Dataset records section start

PR #130, opened 2018-09-07
[PLAT-1678] Change to use new objdump command 2X

Pezzah:
## Goal

Use faster version of objdump command

Requires https://github.com/bugsnag/bugsnag-event-worker/pull/1061 to parse the new file upload

## Review

- [ ] Reviewed the test cases added for completeness and possible points for discussion
- [ ] A changelog entry was added for the goal of this pull request
- [ ] Check the scope of the changeset - is everything in the diff required for the pull request?
  - [ ] Initial review of the intended approach, not yet feature complete
  - [ ] Structural review of the classes, functions, and properties modified
  - [ ] Final review

### DIFF
--- a/src/main/groovy/com/bugsnag/android/gradle/BugsnagUploadNdkTask.groovy
+++ b/src/main/groovy/com/bugsnag/android/gradle/BugsnagUploadNdkTask.groovy
@@ -152,7 +152,7 @@ class BugsnagUploadNdkTask extends BugsnagUploadAbstractTask {
                 // Call objdump, redirecting output to the output file
                 project.logger.info("${getLogPrefix()} Calling objdump process")
 
-                ProcessBuilder builder = new ProcessBuilder(objDumpPath.toString(), "--disassemble", "--demangle", "--line-numbers", "--section=.text", sharedObject.toString())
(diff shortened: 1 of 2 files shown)


src/main/groovy/com/bugsnag/android/gradle/BugsnagUploadNdkTask.groovy
```diff
@@ -152,7 +152,7 @@ class BugsnagUploadNdkTask extends BugsnagUploadAbstractTask {
                 // Call objdump, redirecting output to the output file
                 project.logger.info("${getLogPrefix()} Calling objdump process")
 
-                ProcessBuilder builder = new ProcessBuilder(objDumpPath.toString(), "--disassemble", "--demangle", "--line-numbers", "--section=.text", sharedObject.toString())
+                ProcessBuilder builder = new ProcessBuilder(objDumpPath.toString(), "-W", "-x", "--section=.debug_line", sharedObject.toString())
```
kattrali: What subset of `-W` is actually necessary (since it wraps [several options](https://sourceware.org/binutils/docs/binutils/objdump.html))? This file size could be reduced if we know specifically which components are required.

Dataset records section end

▸ **How to complete this task**: Using the listing above, report each line that mentions the word "pull".

▸ **Solved problem**:
Requires https://github.com/bugsnag/bugsnag-event-worker/pull/1061 to parse the new file upload
- [ ] A changelog entry was added for the goal of this pull request
- [ ] Check the scope of the changeset - is everything in the diff required for the pull request?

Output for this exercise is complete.